Why an Isolated Network Was the Target
The campaign's architecture is as instructive as its tooling. Per the reporting, Operation Highland began around 2016 against internet-facing systems, then pivoted into a network segment that had no direct internet connection. To operate inside that isolated environment, the attackers used an internet-facing web server as a bridge, passing commands through it to open remote sessions deep in the segment. The lesson is that “isolated” is a posture that depends on every bridge being accounted for: a single dual-homed system — here, a web server reachable from both the internet and the protected segment — collapses the air gap. The CyberSignal has documented the same patience and bridging logic across China-nexus espionage, from the Showboat backdoor resident inside Middle East and Central Asia telcos since 2022 to the Webworm APT's move onto Discord and OneDrive to reach European governments.
Nearly a Decade Undetected — What That Says About Long-Tail Espionage
A ten-year dwell time is the headline, and it reframes how defenders should think about persistence. Authentication is an ideal place to hide because it is both essential and rarely inspected at the binary level: administrators trust that pam_unix.so is the module the distribution shipped, and few environments verify the integrity of their PAM stack on an ongoing basis. An actor that subverts authentication inherits a foothold that survives reboots, user changes and, often, OS upgrades, while generating little of the anomalous activity that endpoint tooling is tuned to catch. This is the durable, low-noise espionage profile The CyberSignal has tracked across China-nexus operations such as the Operation Dragon Weave campaign against the Czech Republic and Taiwan — access optimized to outlast the defender's attention rather than to act quickly.

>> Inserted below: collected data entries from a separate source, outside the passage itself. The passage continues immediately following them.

PR #1550, opened 2016-12-20
Fix typo in `quote_counts` variable

alvations:
The variable name should be `quote_counts`, as declared/initialized in https://github.com/nltk/nltk/blob/develop/nltk/tokenize/moses.py#L472. 

The "s" is missing the variable following the initialization.

----

Also the quotation counts are missing the grave accent quotes and the double single quotes.  These are added to the `quote_chars` variable.

### DIFF
--- a/nltk/tokenize/moses.py
+++ b/nltk/tokenize/moses.py
@@ -540,15 +540,15 @@ class MosesDetokenizer(TokenizerI):
                 normalized_quo = token
                 if re.match(r'^[„“”]+$', token):
                     normalized_quo = '"'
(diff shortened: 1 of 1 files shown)


fievelk:
@alvations I am thinking that these features are not currently tested then, since we didn't have related failures. It would be great if you could create some tests for them, if you have time.

alvations:
Yes, I'm creating the tests and also more fixes. I should have added WIP in the previous post =)

Just realized that there are several "mistakes" in the implementation that is specific to how Python treats strings (very much different from Perl).

PR #1555, opened 2016-12-23
LazyIteratorList bugfix/simplification

nschneid:
Bugs in the `iterate_from()` method meant it was possible to get spurious `IndexError`s when accessing list elements. Removed the `cache_limit` option, which greatly simplifies the implementation.


stevenbird:
Nice clean up, thanks @nschneid

PR #1562, opened 2016-12-29
Use abstract base class syntax

naoyak:
Ref: #1130 

This updates most of the abstract base classes with the `@six.add_metaclass` and `@abc.abstractmethod` decorators.

TODO:
- [x] Update doctests that check for improperly instantiated ABCs


nltk/classify/api.py
```diff
@@ -38,12 +43,13 @@ class ClassifierI(object):
...
       - either ``prob_classify()`` or ``prob_classify_many()`` (or both)
     """
+    @abstractmethod
     def labels(self):
         """
         :return: the list of category labels used by this classifier.
         :rtype: list of (immutable)
         """
-        raise NotImplementedError()
+        pass
```
naoyak, line 52: `WekaClassifier` doesn't implement `labels()` - this would throw an error?

dimazest: Actually, `pass` is not needed here, the docstring is enough.

naoyak: Oh yeah, thanks. Actually I was just figuring out how to reconcile the "hard" enforcement of `abc.abstractmethod` with how how the `ClassifierI` ABC is implemented - see 121a24ca66d2913d1567e7c9e7e26af6a78c3afc

naoyak: @dimazest so is it better to remove the `pass` statements? Most examples of abstract methods I've seen elsewhere leave it in. I think it's a bit more explicit and clear.

dimazest: Personally I would not put the ``pass`` if there is a docstring. It looks redundant, in the sense that there is a code that does nothing.

fievelk:
[CI: retest]

naoyak:
Looks like some of the abstract classes are tricky - moved the simpler ones to #1639.

fievelk:
[CI: retest]

naoyak:
The straightforward classes were taken care of with #1639 #1707 - closing.

PR #1583, opened 2017-01-07
Fix unclosed files in porter test causing ResourceWarnings

ExplodingCabbage:
Without this, I get:

    test_stem.py:74: ResourceWarning: unclosed file <_io.BufferedReader name='/home/mark/nltk_data/stemmers/porter_test/porter_martin_output.txt'>
    .open(encoding='utf-8')


ExplodingCabbage:
(Not sure why I never saw these warnings when I first authored these tests.)

stevenbird:
Thanks @explodingcabbage!

Issue #1584, opened 2017-01-07
StanfordTokenizer failure


fievelk:
We are experiencing [`StanfordTokenizer` failures on our CI][1]:
```bash
Failed example:
    StanfordTokenizer().tokenize(s)
Exception raised:
    Traceback (most recent call last):
      File "/scratch/jenkins/python/python-3.4.2-x86_64/lib/python3.4/doctest.py", line 1324, in __run
        compileflags, 1), test.globs)
      File "<doctest nltk.tokenize.stanford.StanfordTokenizer[2]>", line 1, in <module>
        StanfordTokenizer().tokenize(s)
      File "/scratch/jenkins/workspace/pull_request_tests/TOXENV/py34-jenkins/jdk/jdk8latestOnlineInstall/nltk/tokenize/stanford.py", line 68, in tokenize
        return self._parse_tokenized_output(self._execute(cmd, s))
      File "/scratch/jenkins/workspace/pull_request_tests/TOXENV/py34-jenkins/jdk/jdk8latestOnlineInstall/nltk/tokenize/stanford.py", line 94, in _execute
        stdout=PIPE, stderr=PIPE)
      File "/scratch/jenkins/workspace/pull_request_tests/TOXENV/py34-jenkins/jdk/jdk8latestOnlineInstall/nltk/internals.py", line 134, in java
        raise OSError('Java command failed : ' + str(cmd))
    OSError: Java command failed : ['/opt/jdk/jdk8.latest/bin/java', '-mx1000m', '-cp', '/home/jenkins/third/stanford-postagger/stanford-postagger-3.7.0-sources.jar:/home/jenkins/third/stanford-postagger/stanford-postagger-3.7.0.jar:/home/jenkins/third/stanford-postagger/stanford-postagger-3.7.0-javadoc.jar:/home/jenkins/third/stanford-postagger/stanford-postagger.jar:/home/jenkins/third/stanford-postagger/lib/slf4j-simple.jar:/home/jenkins/third/stanford-postagger/lib/slf4j-api.jar', 'edu.stanford.nlp.process.PTBTokenizer', '-charset', 'utf8', '/tmp/tmptx_7hdjm']
```

@alvations I think that you have had some experience with this kind of problems previously. Could you please verify? I have the feeling that this could be related to some changes in the Stanford jar, but I could be wrong.

[...]

Issue #1509, opened 2016-11-18
default verbosity


stevenbird:
90+% of verbose flags in the codebase default to `False` while less than 10% default to `True`. I think they should all default to `False` except in demonstration code.

PR #1585, opened 2017-01-08
Fix Stanford interfaces

fievelk:
Related issue: #1584

---

This PR aims to solve the problems we currently experience with Stanford tokenizers and taggers.
We use too many arguments in our classpath, and some of them (i.e. the `slf4j.jar` paths) are breaking current functionalities. This new problem is also related to some changes recently made to the Stanford CoreNLP codebase.

Note: I also took the chance to change some verbosity levels to `False`, as requested in #1509.

### DIFF
--- a/jenkins.sh
+++ b/jenkins.sh
@@ -54,14 +54,22 @@ if [[ ! -d $senna_folder_name ]]; then
 fi
 
 # Setup the Enviroment variable
+export CLASSPATH=$(pwd)"/${stanford_corenlp_package_name}"
+export CLASSPATH=${CLASSPATH}:$(pwd)"/${stanford_parser_package_name}"
+export CLASSPATH=${CLASSPATH}:$(pwd)"/${stanford_tagger_package_name}"
 export STANFORD_CORENLP=$(pwd)'/stanford-corenlp'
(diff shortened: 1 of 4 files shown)


fievelk:
The last changes solved the failures we were experiencing on Jenkins CI. I specified a `CLASSPATH` environment variable for Stanford jars, and I also fixed the `STANFORD_MODELS` variable which was apparently incorrect.
Please let me know if there were some reasons behind the choice of not setting these two variables.

Problems related to the `StanfordNeuralDependencyParser` are currently ignored by this PR. I will open a new issue for them.

I am removing the "work in progress" status.

P.S. As stated in stanfordnlp/CoreNLP#334:
>  In v3.6 [of the Stanford Tagger] you had to have the slf4j logging jars, but we decided that was a big mistake.

I have updated our interfaces so that they work with the latest Stanford release (`v3.7`). This means that they will presumably not work anymore for `v3.6`, since `slf4j.jar` won't be included in the classpath anymore. I think that this is a good solution for the moment, at least until a new and compatible version of `slf4j.jar` is shipped with the Stanford software.

stevenbird:
Thanks @fievelk - this is super helpful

Defensive Guidance for PAM-Dependent Environments
For Linux-dependent organizations, Operation Highland is a prompt to treat the authentication stack as a monitored asset. Establish file-integrity monitoring over PAM modules — pam_unix.so and the wider /lib/security or equivalent paths — and alert on unexpected changes, since a swapped module is the core indicator here. Compare deployed PAM binaries against known-good distribution hashes, watch for authentication that succeeds without a corresponding valid credential, and audit dual-homed systems that touch both an isolated segment and a less-trusted network, because those bridges are how air gaps fail. Ingest Sygnia's indicators once available and retro-hunt across historical logs, and pair the hunt with an incident-response plan that assumes a long-dwell foothold may already be resident — including a willingness to rebuild rather than merely clean systems whose trust has been undermined at the authentication layer.
Open Questions and Attribution Gaps
Several specifics remain to be confirmed against Sygnia's published research: the identity, sector and country of the victim organization; the full set of Linux distributions and PAM versions affected; the detection chain that finally surfaced the backdoor after years; and the availability of public indicators or signatures. Sygnia's attribution to the China-aligned Velvet Ant group is the firm's assessment; The CyberSignal reports it as such rather than as an independent finding. The decade-long timeline and the nine-variant detail are Sygnia's findings, and the broader takeaway holds regardless of attribution: authentication primitives are a forever-target, and the organizations that monitor them are the ones most likely to find an intruder who has learned to live there quietly.